Quote from: Monkey™ on June 29, 2006, 08:13:56 AM
A new young blonde bride calls her mother in tears.
She sobs, "Robert doesn't appreciate what I do for him."

"Now, now," her mother comforted, "I am sure it was all just a misunderstanding."

"No, mother," you don't understand.
"I bought a frozen turkey roll and he yelled and screamed at me about the price!"

"Well, the nerve of that lousy cheapskate!" says her mom.
"Those turkey rolls are only a few dollars."

"No, mother it wasn't the price of the turkey, it was the airplane ticket."
"Airplane ticket.... What did you need an airplane ticket for?"

"Well mother, when I went to fix it, I looked at the directions on the package and it said -
'Prepare from a frozen state,' so I flew to Alaska!"


lmao.  gotta love those blonde jokes..

foxx

lmao @ all of 'em, Monkey! 

LMMFAO most @ your avi!  That's my most favorite picture of our fearless leader!   :)))

n8sgirl

I got this as a forward one time & I thought it was funny.  Got to reading some of the other peoples posts && thought that I would share it..

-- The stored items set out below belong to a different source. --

PR #412, opened 2018-12-07
add resource limit to code snippet

andxu:
Suppress the error message "One or more containers do not have resource limits - this could starve other processes"


brendandburns:
lgtm.

PR #418, opened 2018-12-13
Send telemetry when create and add cluster

Flanker32:
Send telemetry when create and add cluster

### DIFF
--- a/src/components/clusterprovider/azure/azureclusterprovider.ts
+++ b/src/components/clusterprovider/azure/azureclusterprovider.ts
@@ -217,7 +217,7 @@ async function createCluster(previousData: any, context: azure.Context): Promise
         } };
     const createResult = await azure.createCluster(context, options);
 
-    reporter.sendTelemetryEvent("createCluster", { result: createResult.result.succeeded ? "success" : "fail", clusterType: previousData.clusterType });
+    reporter.sendTelemetryEvent("clustercreation", { result: createResult.result.succeeded ? "success" : "failure", clusterType: previousData.clusterType });
 
     const title = createResult.result.succeeded ? 'Cluster creation has started' : `Error ${createResult.actionDescription}`;
     const additionalDiagnostic = diagnoseCreationError(createResult.result);
@@ -284,7 +284,7 @@ function renderConfigurationResult(configureResult: ActionResult<azure.Configure
     const configResult = result.result;
     const clusterServiceString = result.result.clusterType === "aks" ? "Azure Kubernetes Service" : "Azure Container Service";
 
-    reporter.sendTelemetryEvent("addCluster", { result: configureResult.result.succeeded ? "success" : "fail", clusterType: clusterServiceString });
+    reporter.sendTelemetryEvent("clusterregistration", { result: configureResult.result.succeeded ? "success" : "failure", clusterType: configResult.clusterType });
 
     const pathMessage = configResult.cliOnDefaultPath ? '' :
         '<p>This location is not on your system PATH. Add this directory to your path, or set the VS Code <b>vs-kubernetes.kubectl-path</b> config setting.</p>';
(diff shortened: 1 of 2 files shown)


squillace:
Hi there! Modifying telemetry is something we do very slowly. Can you exclaim the precise purpose you have here?

Flanker32:
@squillace For now we send telemetries when use click create kubernetes, but it does not mean they really compete the creation, we want to know how many users really create and use it, so i add telemetries when we finished create operation and add clusters.

itowlson:
Who is 'we' please?  You've described what your changes _do_, but we knew that from the Code - 'purpose' means who wants to use this information and for what?  Telemetry has a cost in terms of community acceptance and trust; any new telemetry really needs to be discussed and agreed with program managers who can factor in that cost vs. the value of what we learn from it.

Flanker32:
@itowlson I come from VSCode Java Team, the goal of my team is to win more Java developers using Azure, and one of the BI task is to get the number of Java developer attaching Azure in VS Code.  I add this telemetry is to get the number of user who really create and use kubernetes provided by Azure and found the java user among them.

itowlson:
We are now good to go with this, though have had a big refactor so it will need a rebase I'm afraid.

src/components/clusterprovider/azure/azureclusterprovider.ts
```diff
@@ -283,6 +284,8 @@ async function createCluster(previousData: any, context: azure.Context): Promise
         } };
     const createResult = await azure.createCluster(context, options);
 
+    reporter.sendTelemetryEvent("createCluster", { result: createResult.result.succeeded ? "success" : "fail", clusterType: previousData.clusterType });
```
itowlson: The disclosure statement in the README needs to be updated to reflect the additional telemetry.

itowlson: "success/failure" or "succeeded/failed"

itowlson: Elsewhere we have all-lowercased event names e.g. `cloudselection`, and we've used nouns rather than verbs.  Suggest `clustercreation` perhaps, or `clustercreated` or something like that?

src/components/clusterprovider/azure/azureclusterprovider.ts
```diff
@@ -353,6 +356,8 @@ function renderConfigurationResult(configureResult: ActionResult<azure.Configure
     const configResult = result.result;
     const clusterServiceString = result.result.clusterType === "aks" ? "Azure Kubernetes Service" : "Azure Container Service";
 
+    reporter.sendTelemetryEvent("addCluster", { result: configureResult.result.succeeded ? "success" : "fail", clusterType: clusterServiceString });
```
itowlson: Similar comments on the `result` strings and the event name (consider `clusterregistration` or `clusteradded`)

itowlson: `clusterServiceString` is the long name ('Azure Kubernetes Service'); elsewhere telemetry uses the cluster type ID (e.g. `aks`).

src/components/clusterprovider/azure/azureclusterprovider.ts
itowlson: Is there anything we can do to pre-empt GDPR classification for these new events and fields, or do we have to wait for them to roll in and the 'you have unclassified data' notifications to start?

Flanker32: Yes，the readme has been updated

Flanker32: @itowlson We could trigger this telemetry by ourself when pr merged , so that the GDPR checker could find the new trace and tag the traces soon, and it seems that's all what we can do for GDPR.

itowlson:
Needed a couple of tweaks and a rebase, otherwise good to go if CI passes.

PR #425, opened 2019-01-07
Switch from previewHtml to Webview API

### LINKED ISSUE #401: Upgrade to VS Code's webview API
Hi, I'm on the VS Code team. I noticed that your extension uses the `vscode.previewHtml` command which is deprecated and which we are actively working to remove: https://github.com/Microsoft/vscode/issues/62630

We've developed a [webview API][docs] that provides a much better developer experience and offers a number of important security and compatibility benefits over `previewHtml`. We cannot fix `previewHtml` without breaking backwards compatibility, and have instead opted to remove it. 

To ensure that your extension continues to work properly in VS Code, please try upgrading to use the new Webview API. You can find documentation on the API usage [here][docs]. Let me know if you have any questions or concerns about this migration

[docs]: https://code.visualstudio.com/docs/extensions/webview

itowlson:
We are required to do this because VS Code is deprecating the `previewHtml` command and will shortly start to issue user-facing bleats about it.  Main change is to the 'create cluster/add existing cluster' wizardry, but also a couple of Helm windows (to which I have taken a 'minimal effort' approach as they weren't mixed up with HTTP nonsense).

Fixes #401.


src/components/clusterprovider/clusterproviderutils.ts
```diff
@@ -1,50 +1,63 @@
 'use strict';
 
 import * as clusterproviderregistry from './clusterproviderregistry';
-import * as clusterproviderserver from './clusterproviderserver';
+// import * as clusterproviderserver from './clusterproviderserver';
```
brendandburns: delete dead code.

src/components/clusterprovider/clusterproviderutils.ts
```diff
@@ -1,50 +1,63 @@
...
 
 export async function renderWizardContainer(action: clusterproviderregistry.ClusterProviderAction): Promise<string> {
-    await clusterproviderserver.init();
+    return '';
+//     await clusterproviderserver.init();
```
brendandburns: here too.

src/components/clusterprovider/common/form.ts
```diff
@@ -1,11 +1,17 @@
...
 
 // HTML rendering boilerplate
 
+const DO_NOT_PROPAGATE = ['nextStep', SENDING_STEP_KEY];
+
 export function propagationFields(previousData: any): string {
     let formFields = "";
     for (const k in previousData) {
-        formFields = formFields + `<input type='hidden' name='${k}' value='${previousData[k]}' />\n`;
+        if (DO_NOT_PROPAGATE.indexOf(k) < 0) {
```
brendandburns: why not `DO_NOT_PROPOGATE.includes(k)` ?

src/components/wizard/wizard.ts
```diff
@@ -0,0 +1,70 @@
...
+        for (const e of document.forms['${formId}'].elements) {
+            s[e.name] = e.value;
+        }
+        vscode.postMessage(s);
+    }
+    </script>`;
+
+    const html = `<div id='wvcontent__' />${nextScript}`;
+
+    const w = vscode.window.createWebviewPanel('vsk8s-dialog', tabTitle, vscode.ViewColumn.Active, {
```
brendandburns: Do we want to make this a singleton?

src/utils/preview.ts
```diff
@@ -0,0 +1,16 @@
+import * as vscode from "vscode";
+
+export async function preview(uri: vscode.Uri, column: vscode.ViewColumn, tabTitle: string): Promise<void> {
+    const html = await getHTML(uri);
+    const w = vscode.window.createWebviewPanel('vsk8s-preview', tabTitle, column, {
```
brendandburns: as above wrt singleton

src/utils/preview.ts
```diff
@@ -0,0 +1,16 @@
...
+        retainContextWhenHidden: false,
+        enableScripts: false,
+    });
+    w.webview.html = html;
+    w.reveal();
+}
+
+async function getHTML(uri: vscode.Uri): Promise<string> {
```
brendandburns: it would be nice to move all of the HTML snippets (eventually) to files (or file fragments) in the extension itself...

brendandburns:
basically LGTM, small comments.

src/components/clusterprovider/common/form.ts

A lonely widow, aged 70, decided that is was time to get
married again. She put an ad in the local newspaper that read:

      HUSBAND WANTED:
      MUST BE IN MY AGE GROUP (70's),
      MUST NOT BEAT ME,
      MUST NOT RUN AROUND ON ME,
      AND MUST STILL BE GOOD IN BED!
      ALL APPLICANTS PLEASE APPLY IN PERSON.

On the second day she heard the doorbell. Much to her dismay, she opened the door to see a gray-haired gentleman sitting in a wheel chair. He had no arms or legs.

"You're not really asking me to consider you, are you?" the widow said.

"Just look at you .. you have no legs!"

The old gentleman smiled, "Therefore, I cannot run around on you!"

"You don't have any arms either!" she snorted.

Again, the old man smiled, "Therefore, I can never beat you!"

She raised an eyebrow and asked intently, "Are you still good in bed??"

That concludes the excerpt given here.